David B. Benson · 5 February 2008
mplavcan --- The neatest explanation I have seen regarding the location of the Garden of Eden is the current Persian Gulf. During the last ice age the sea lowstand was about 120 meters before the current sea stand: the Persian Gulf was a series of lakes, ponds and rivers, altogether a pleasant place to live. As the waters rose over about 10,000 years leading to the start of the Holocene, the bands and tribes living there were forced upriver, being expelled from the garden.

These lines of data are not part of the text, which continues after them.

PR #5123, opened 2024-07-02
Limit EdgeAnim rerenders

peachbits:
---
  - https://app.asana.com/0/0/1207699012295326

### DIFF
--- a/src/components/common/EdgeAnim.tsx
+++ b/src/components/common/EdgeAnim.tsx
@@ -19,6 +19,7 @@ import Animated, {
 } from 'react-native-reanimated'
 
 import { getDeviceSettings } from '../../actions/DeviceSettingsActions'
+import { matchJson } from '../../util/matchJson'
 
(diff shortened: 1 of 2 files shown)


src/components/common/EdgeAnim.tsx
```diff
@@ -135,4 +140,12 @@ const EdgeAnimInner = ({ children, disableAnimation, enter, exit, visible = true
   )
 }
 
-export const EdgeAnim = React.memo(EdgeAnimInner)
+const edgeAnimPropsAreEqual = (prevProps: Props, nextProps: Props): boolean => {
+  const { children: prevChildren, ...prevRest } = prevProps
```
paullinator, line 144: I would also short cut check each prop is === to each other and return true if so. Only if they are not equal AND the props that are not === are Objects do you use matchJson

paullinator (changes requested):

paullinator (approved):

PR #5143, opened 2024-07-10
Replace native alerts with showToast and ButtonsModal

peachbits:
### CHANGELOG

- [ ] Yes
- [ ] No

### Dependencies

 none

### Requirements

- [ ] Tested on iOS device

---
  - https://app.asana.com/0/0/1207761072563617

### DIFF
--- a/src/actions/CreateWalletActions.tsx
+++ b/src/actions/CreateWalletActions.tsx
@@ -157,12 +157,12 @@ export function createAccountTransaction(
             paymentWallet.saveTxMetadata({ txid: edgeTransaction.txid, tokenId, metadata: edgeMetadata }).catch(err => console.warn(err))
             navigation.navigate('walletsTab', { screen: 'walletList' })
             setTimeout(() => {
-              Airship.show(bridge => (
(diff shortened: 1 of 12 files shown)


src/actions/CreateWalletActions.tsx
```diff
@@ -136,7 +135,9 @@ export function createAccountTransaction(
           if (error) {
             console.log(error)
             setTimeout(() => {
-              Alert.alert(lstrings.create_wallet_account_error_sending_transaction)
+              Airship.show(bridge => <ButtonsModal bridge={bridge} message={lstrings.create_wallet_account_error_sending_transaction} buttons={{}} />).catch(
```
swansontec, line 138: I talked to Madison about these `buttons={}` cases, and she agrees that it looks really weird. We should replace these cases with `buttons={{ ok: { label: lstrings.string_ok_cap } }}` or similar. There is no `onPress` handler needed - the modal just resolves to `'ok' | undefined` instead of `undefined` (not that we care either way).

swansontec (changes requested):

swansontec (approved):

PR #5145, opened 2024-07-11
Create `FioServices` 

peachbits:
### CHANGELOG

- [ ] Yes
- [ ] No

### Dependencies

 none

### Requirements

- [ ] Tested on iOS device

---
  - https://app.asana.com/0/0/1207692345505863

### DIFF
--- a/src/components/services/FioService.ts
+++ b/src/components/services/FioService.ts
@@ -27,14 +27,14 @@ export const FioService = (props: Props) => {
   const dispatch = useDispatch()
 
   const expiredLastChecks = React.useRef<{ [fioName: string]: Date } | undefined>()
-  const expireReminderShown = useSelector(state => state.ui.fio.expireReminderShown)
+  const expireReminderShown = React.useRef(false)
   const expiredChecking = useSelector(state => state.ui.fio.expiredChecking)
   const walletsCheckedForExpired = useSelector(state => state.ui.fio.walletsCheckedForExpired)
   const fioWallets = useSelector(state => state.ui.wallets.fioWallets)
   const disklet = useSelector(state => state.core.disklet)
 
   const refreshNamesToCheckExpired = useHandler(async () => {
-    if (expireReminderShown) return
+    if (expireReminderShown.current) return
 
     if (fioWallets.length === 0) {
       return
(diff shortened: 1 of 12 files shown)


src/components/services/FioService.ts
```diff
@@ -0,0 +1,65 @@
...
+
+      if (namesToCheck.length !== 0) {
+        dispatch({ type: 'FIO/CHECKING_EXPIRED', data: true })
+        await dispatch(checkExpiredFioDomains(navigation, namesToCheck, fioWalletsById))
+      }
+    }, EXPIRE_CHECK_TIMEOUT)
+    task.start()
+
+    return () => task.stop()
+    // eslint-disable-next-line react-hooks/exhaustive-deps
```
swansontec: We don't want to stop & start the task a bunch of times, but we also don't want the loop to be stale.

So, I would do this:

```ts
const refreshNamesToCheckExpired = useHandler(()= > {
  ... the body ...
})

React.useEffect(() => {
   makePeriodicTask(
     refreshNamesToCheckExpired,
     {
      onError: ....
     }
  })
  task.start()

  return () => task.stop()
})
```

That means the `refreshNamesToCheckExpired` function will have access to the fresh values, but the periodic task will keep its identity.

swansontec (changes requested):
We need a small change to the state management.

src/components/services/FioService.ts
```diff
@@ -0,0 +1,72 @@
...
+      dispatch({ type: 'FIO/CHECKING_EXPIRED', data: true })
+      await dispatch(checkExpiredFioDomains(navigation, namesToCheck, fioWalletsById))
+    }
+  })
+
+  // Check for expired FIO domains
+  React.useEffect(() => {
+    const task = makePeriodicTask(refreshNamesToCheckExpired, EXPIRE_CHECK_TIMEOUT, {
+      onError(e: unknown) {
+        console.error('refreshNamesToCheckExpired error:', e)
```
swansontec: I think we want a `showDevError` here - these ones will show up in develop, but not in staging or production.

src/components/services/FioService.ts
```diff
@@ -0,0 +1,72 @@
...
+      }
+    })
+    task.start()
+
+    return () => task.stop()
+    // eslint-disable-next-line react-hooks/exhaustive-deps
```
swansontec: I think we can remove this ESLint exception, and just put `refreshNamesToCheckExpired` in the deps list now. The `useHandler` ensures that the value will never change.

swansontec (changes requested):
Just a few really tiny details now.

swansontec (approved):

PR #5149, opened 2024-07-16
Fix delete-account navigation

swansontec:
### CHANGELOG

- [ ] Yes
- [x] No

### Dependencies

 none

### Requirements

- [x] Tested on iOS device

---
  - https://app.asana.com/0/0/1207787615031264

### DIFF
--- a/src/components/themed/SideMenu.tsx
+++ b/src/components/themed/SideMenu.tsx
@@ -33,7 +33,6 @@ import { EdgeTouchableOpacity } from '../common/EdgeTouchableOpacity'
 import { styled } from '../hoc/styled'
 import { ButtonsModal } from '../modals/ButtonsModal'
 import { ScanModal } from '../modals/ScanModal'
-import { LoadingSplashScreen } from '../progress-indicators/LoadingSplashScreen'
 import { Airship, showError } from '../services/AirshipInstance'
 import { cacheStyles, Theme, useTheme } from '../services/ThemeContext'
 import { TitleText } from '../text/TitleText'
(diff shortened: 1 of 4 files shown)


src/components/themed/SideMenu.tsx
```diff
@@ -484,14 +483,3 @@ const OuterView = styled(View)<{ insets: { top: number; bottom: number } }>(() =
...
-export function SideMenu(props: DrawerContentComponentProps) {
-  const { navigation } = props
-
-  const { loggedIn } = useSelector(state => state.core.account)
-  React.useEffect(() => {
-    if (!loggedIn) navigation.navigate('login')
-  }, [loggedIn, navigation])
-
-  return loggedIn ? <SideMenuComponent {...props} /> : <LoadingSplashScreen />
-}
```
samholmes, line 497: I don't understand the motivation for leaving the SideMenu mounted while on the login screen?

src/actions/LoginActions.tsx
```diff
@@ -272,7 +272,17 @@ export function logoutRequest(navigation: NavigationBase, nextLoginId?: string):
...
+    const experimentConfig = await getExperimentConfig()
+    navigation.navigate('login', { experimentConfig })
+
+    // The floating nav-bar hack in the SceneWrapper will call
+    // `preventDefault` on the logout navigation if the keyboard is up.
+    // The hack is supposed to retry the navigation, but that's not working
+    // right for some reason. Instead, do the navigation again ourselves:
+    if (Keyboard.isVisible()) {
+      setTimeout(() => navigation.navigate('login', { experimentConfig }), 1000)
+    }
```
samholmes, line 285: Try putting a setTimeout in the SceneWrapper where the hack is located to keep things tidy. If that works, then that's preferable. If not, then we can make do with this if it works.

samholmes (changes requested):

samholmes (approved):

src/components/themed/SideMenu.tsx
swansontec: When the bug happens, the user can get stuck inside the app. All the scenes get replaced by spinners, and the side menu also gets replaced by a spinner. So, there is no button the user can press to escape this situation, aside from killing the whole app.

By letting the side menu be the side menu, even if the account is in a logged-out state, the user can press the "logout" button and escape.

PR #5154, opened 2024-07-17
Move buy / sell scenes into the right tabs

swansontec:
We need to push the buy / sell SEPA scenes into the buy / sell tabs, so the `navigation.pop` can correctly remove them. Otherwise, calling `navigation.pop` will remove the plugin list scene itself, followed by removing the main app, because the scenes we want to remove are on a different tab.

### CHANGELOG

- [ ] Yes
- [x] No

### Dependencies

 none

### Requirements

- [x] Tested on iOS device

---
  - https://app.asana.com/0/0/1207822127480559


samholmes (approved):
I approved, but I'd like to have a sidebar on this fix.

PR #5155, opened 2024-07-18
Fix login routing 2

Jon-edge:
Ensure we always only have either login or gui stacks mounted

### CHANGELOG

- [x] Yes
- [ ] No

### Dependencies

 none

### Requirements

- [x] Tested on iOS device

---
  - https://app.asana.com/0/0/1207848254943124

### DIFF
--- a/src/components/scenes/GettingStartedScene.tsx
+++ b/src/components/scenes/GettingStartedScene.tsx
@@ -97,7 +97,7 @@ export const GettingStartedScene = (props: Props) => {
 
   // Route helpers
   const visitPasswordScene = (): void =>
-    navigation.navigate('login', {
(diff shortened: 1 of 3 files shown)


src/components/scenes/GettingStartedScene.tsx
```diff
@@ -97,7 +97,7 @@ export const GettingStartedScene = (props: Props) => {
 
   // Route helpers
   const visitPasswordScene = (): void =>
-    navigation.navigate('login', {
+    navigation.replace('login', {
```
swansontec, line 100: This is good, but what about `handlePressSkip`?

swansontec (approved):
What you have is good, but it looks like you might have missed a spot.

PR #5175, opened 2024-08-01
Misc Bity fixes

Jon-edge:
image
image
image
image

### CHANGELOG

- [x] Yes
- [ ] No

### Dependencies

 none

### Requirements

- [x] Tested on iOS device

---
  - https://app.asana.com/0/0/1206500978761526
  - https://app.asana.com/0/0/1207807100473757

### DIFF
--- a/src/plugins/gui/scenes/AddressFormScene.tsx
+++ b/src/plugins/gui/scenes/AddressFormScene.tsx
@@ -5,12 +5,12 @@ import { Platform, ScrollView, View, ViewStyle } from 'react-native'
 import { KeyboardAwareScrollView } from 'react-native-keyboard-aware-scroll-view'
 import Animated, { Easing, interpolateColor, useAnimatedStyle, useDerivedValue, useSharedValue, withTiming } from 'react-native-reanimated'
 
+import { SceneButtons } from '../../../components/buttons/SceneButtons'
 import { EdgeTouchableOpacity } from '../../../components/common/EdgeTouchableOpacity'
 import { SceneWrapper } from '../../../components/common/SceneWrapper'
 import { cacheStyles, Theme, useTheme } from '../../../components/services/ThemeContext'
 import { EdgeText } from '../../../components/themed/EdgeText'
 import { FilledTextInputRef } from '../../../components/themed/FilledTextInput'
-import { MainButton } from '../../../components/themed/MainButton'
 import { SceneHeader } from '../../../components/themed/SceneHeader'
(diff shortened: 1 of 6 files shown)


src/plugins/gui/scenes/SepaFormScene.tsx
```diff
@@ -61,21 +61,24 @@ export const SepaFormScene = React.memo((props: Props) => {
   )
 
   return (
-    <SceneWrapper hasNotifications>
+    <SceneWrapper hasTabs hasNotifications avoidKeyboard>
+      {() => (
+        <>
```
swansontec, line 74: What does this function wrapper do? I thought Sam fixed the `SceneWrapper` so the behavior was the same, no matter if you passed a function or not.

Assuming the behavior *does* differ, wouldn't the inner scene responsible for handling the safe area insets now? I don't see that code being added.

src/plugins/gui/scenes/AddressFormScene.tsx
```diff
@@ -235,6 +235,14 @@ export const AddressFormScene = React.memo((props: Props) => {
     // eslint-disable-next-line react-hooks/exhaustive-deps
   }, [searchResults])
 
+  // Unmount cleanup
+  React.useEffect(
+    () => () => {
+      onClose()
+    },
+    [onClose]
```
swansontec, line 243: If the caller passes a different `onClose` instance, this hook will call the previous `onClose` instance before installing the new instance, even if the scene is still mounted. This is kinda unsafe (even though we don't have a way to trigger the bug currently).

I would have expected this to be attached to the navigation event, like this:

```ts
React.useEffect(() => {
    return navigation.addListener('beforeRemove', () => {
      if (onClose != null) onClose()
    });
  },
  [navigation, onClose]
);
```

This will correctly handle `onClose` being updated, but without firing any callbacks until the scene is *actually* removed.

Same for SepaFormScene

swansontec (changes requested):
One question and one actual change needed.

src/plugins/gui/scenes/SepaFormScene.tsx
Jon-edge: Fine combed the styling with this in mind, basically just following implementors elsewhere.

Knowing what we know about `KeyboardAwareScrollView` and iOS, applied the same hack fix here to make sure we don't have any paste and dodgy autoscroll issues.

swansontec (approved):

PR #5185, opened 2024-08-05
Update flatList when exchange rates update

peachbits:
---
  - https://app.asana.com/0/0/1207957295481158

### DIFF
--- a/src/components/scenes/SweepPrivateKeyCalculateFeeScene.tsx
+++ b/src/components/scenes/SweepPrivateKeyCalculateFeeScene.tsx
@@ -200,6 +200,8 @@ const SweepPrivateKeyCalculateFeeComponent = (props: Props) => {
     'SweepPrivateKeyCalculateFeeComponent'
   )
 
+  // eslint-disable-next-line react-hooks/exhaustive-deps
+  const extraData = React.useMemo(() => [], [transactionState, exchangeRates])
   const keyExtractor = useHandler((item: SweepPrivateKeyItem) => item.key)
 
   return (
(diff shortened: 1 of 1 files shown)


src/components/scenes/SweepPrivateKeyCalculateFeeScene.tsx
```diff
@@ -201,7 +201,7 @@ const SweepPrivateKeyCalculateFeeComponent = (props: Props) => {
         <FlatList
           automaticallyAdjustContentInsets={false}
           data={sweepPrivateKeyList}
-          extraData={transactionState}
+          extraData={exchangeRates}
```
samholmes, line 204: Include both exchangeRates and transactionState in the extraData as memoized state

samholmes (changes requested):

src/components/scenes/SweepPrivateKeyCalculateFeeScene.tsx
```diff
@@ -200,6 +200,8 @@ const SweepPrivateKeyCalculateFeeComponent = (props: Props) => {
     'SweepPrivateKeyCalculateFeeComponent'
   )
 
+  // eslint-disable-next-line react-hooks/exhaustive-deps
+  const extraData = React.useMemo(() => [], [transactionState, exchangeRates])
```
samholmes, line 204: Why not just return `({ transactionState, exchangeRates})` in the memo function? I get that you're just trying to get the FlatList to re-render, but why not propagate the data just to avoid more questions when someone reads this code later?

samholmes (approved):

PR #5192, opened 2024-08-09
Deep link refactor

swansontec:
We can potentially split off the first commit as its own PR. This is the "bare minimum" needed to solve the duplicated recovery modals.

The other commits get deep links working again in general, for things such as payment links that need a logged-in account. This would be "nice to have" so marketing doesn't need to wait yet another month for their initiatives to get off the ground. Right now the links are unusable for their purposes.

### CHANGELOG

- [x] Yes
- [ ] No

### Dependencies

 none

### Requirements

- [x] Tested on iOS device

---
  - https://app.asana.com/0/0/1207954986092378


src/components/services/DeepLinkingManager.ts
```diff
@@ -1,104 +1,106 @@
...
-       * Fires when the app is in foreground and receives a notification
-       * */
-      const unsubscribe = messaging().onMessage(remoteMessage => {
-        // do nothing for now except return the unsubscribe function
+      // Subscribe to various incoming events:
+      const linkingCleanup = Linking.addEventListener('url', event => {
+        handleDeepLink(event.url)
+      })
+      const messageCleanup = messaging().onMessage(message => {
+        handlePushMessage(message)
```
paullinator, line 82: Should we actually handle`messaging().onMessag`? The previous code didn't

paullinator: This should be handled by showing the notification as a dropdown first mimicing the OS notification, and only if the user taps on it should we call handlePushNotification. Otherwise the user would automatically get routed to a buy/sell/swap modal in the middle of whatever they're doing.

paullinator (changes requested):

paullinator (approved):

This is even consistent with the Lord's angel in the east, guarding against a return of the expellees. And so the story grew in the telling and re-telling over the centuries of oral tradition...
Tim Fuller · 6 February 2008
Deniers of the Holocaust that happened in our 'age' is nothing folks.
There are still a fairly large group of folks who either think we found WMD in Iraq or that Iraq had something to do with 9-11. How is this?
You get enough people in authority to tell and retell a lie and it becomes historical truth.
For what it's worth, the ID crowd really doesn't give a rat's ass about creation. There bigger goal is an American Taliban, where they can burn homos like witches. Their minion are already at work softening the American psyche to the idea of torture. Wonder if you can torture the 'queer' out of people? They'd like to find out. I appreciate the great scientific smackdown that many exceptional people bring to the forum here, but the design crap is just an offshoot of a more insidious Christian Reconstructionist movement.
Enjoy.
fnxtr · 6 February 2008
Sorry, PvM, that was over the line. Even if it is true.